The full listing should be set down exactly as it reads.
[[ PROVIDED DATA open ]]
Issue #24073, opened 2017-09-24
[BS 4.0.0-beta] Collapse parent option expects only a string


julianxhokaxhiu:
Hi all,

I was trying to use the new Boostrap 4.0.0 Beta and until know I must say I am very satisfied, looks great and everything is *much* better compared to 3.x :)

Although I think I found a bug, or maybe a regression regarding the Collapse component, compared to Bootstrap 3.x

---

## Bootstrap 4.x
**Test case:** http://jsbin.com/yomagujacu/edit?html,js,output
**Expected outcome:** The collapse just works.
**Current result:**
The collapse fires this error once the page is loaded:
```
Uncaught Error: COLLAPSE: Option "parent" provided type "element" but expected type "string".
```

**Report:**
- _Operating system:_ Windows 10 10.0.15063 x64
- _Browser:_ Google Chrome 61.0.3163.100 (Official build) (64 bit) (cohort: 61_Win_100)

## Bootstrap 3.x
**Test case:** http://jsbin.com/vufuhafuki/edit?html,js,output
**Expected outcome:** The collapse just works.
**Current result:** The collapse just works.

**Report:**
- _Operating system:_ Windows 10 10.0.15063 x64
- _Browser:_ Google Chrome 61.0.3163.100 (Official build) (64 bit) (cohort: 61_Win_100)

---

Thank you and best regards,
Julian

PR #24083, opened 2017-09-25
Collapse - Allow to pass jQuery object or DOM element to the parent option

Johann-S:
Allow to pass jQuery object or DOM element to the parent option

Close : #24073

### DIFF
--- a/js/src/collapse.js
+++ b/js/src/collapse.js
@@ -33,7 +33,7 @@ const Collapse = (() => {
 
   const DefaultType = {
     toggle : 'boolean',
-    parent : 'string'
+    parent : '(string|element)'
   }
 
   const Event = {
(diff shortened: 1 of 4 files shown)


js/src/collapse.js
```diff
@@ -289,7 +289,18 @@ const Collapse = (() => {
     }
 
     _getParent() {
-      const parent   = $(this._config.parent)[0]
+      let parent = null
+      if (Util.isElement(this._config.parent)) {
+        parent = this._config.parent
+
+        // it's a jQuery object
+        if (typeof this._config.parent.jquery !== 'undefined') {
```
vsn4ik: Maybe
```
typeof this._config.parent.jquery !== 'undefined'
```
->
```
this._config.parent instanceof jQuery
```
?

Johann-S: yep works too :+1:

XhmikosR (approved):
LGTM since Browser tests pass.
[[ PROVIDED DATA closed ]]
**TASK SOLUTION**
Issue #24073, opened 2017-09-24
[BS 4.0.0-beta] Collapse parent option expects only a string


julianxhokaxhiu:
Hi all,

I was trying to use the new Boostrap 4.0.0 Beta and until know I must say I am very satisfied, looks great and everything is *much* better compared to 3.x :)

Although I think I found a bug, or maybe a regression regarding the Collapse component, compared to Bootstrap 3.x

---

## Bootstrap 4.x
**Test case:** http://jsbin.com/yomagujacu/edit?html,js,output
**Expected outcome:** The collapse just works.
**Current result:**
The collapse fires this error once the page is loaded:
```
Uncaught Error: COLLAPSE: Option "parent" provided type "element" but expected type "string".
```

**Report:**
- _Operating system:_ Windows 10 10.0.15063 x64
- _Browser:_ Google Chrome 61.0.3163.100 (Official build) (64 bit) (cohort: 61_Win_100)

## Bootstrap 3.x
**Test case:** http://jsbin.com/vufuhafuki/edit?html,js,output
**Expected outcome:** The collapse just works.
**Current result:** The collapse just works.

**Report:**
- _Operating system:_ Windows 10 10.0.15063 x64
- _Browser:_ Google Chrome 61.0.3163.100 (Official build) (64 bit) (cohort: 61_Win_100)

---

Thank you and best regards,
Julian

PR #24083, opened 2017-09-25
Collapse - Allow to pass jQuery object or DOM element to the parent option

Johann-S:
Allow to pass jQuery object or DOM element to the parent option

Close : #24073

### DIFF
--- a/js/src/collapse.js
+++ b/js/src/collapse.js
@@ -33,7 +33,7 @@ const Collapse = (() => {
 
   const DefaultType = {
     toggle : 'boolean',
-    parent : 'string'
+    parent : '(string|element)'
   }
 
   const Event = {
(diff shortened: 1 of 4 files shown)


js/src/collapse.js
```diff
@@ -289,7 +289,18 @@ const Collapse = (() => {
     }
 
     _getParent() {
-      const parent   = $(this._config.parent)[0]
+      let parent = null
+      if (Util.isElement(this._config.parent)) {
+        parent = this._config.parent
+
+        // it's a jQuery object
+        if (typeof this._config.parent.jquery !== 'undefined') {
```
vsn4ik: Maybe
```
typeof this._config.parent.jquery !== 'undefined'
```
->
```
this._config.parent instanceof jQuery
```
?

Johann-S: yep works too :+1:

XhmikosR (approved):
LGTM since Browser tests pass.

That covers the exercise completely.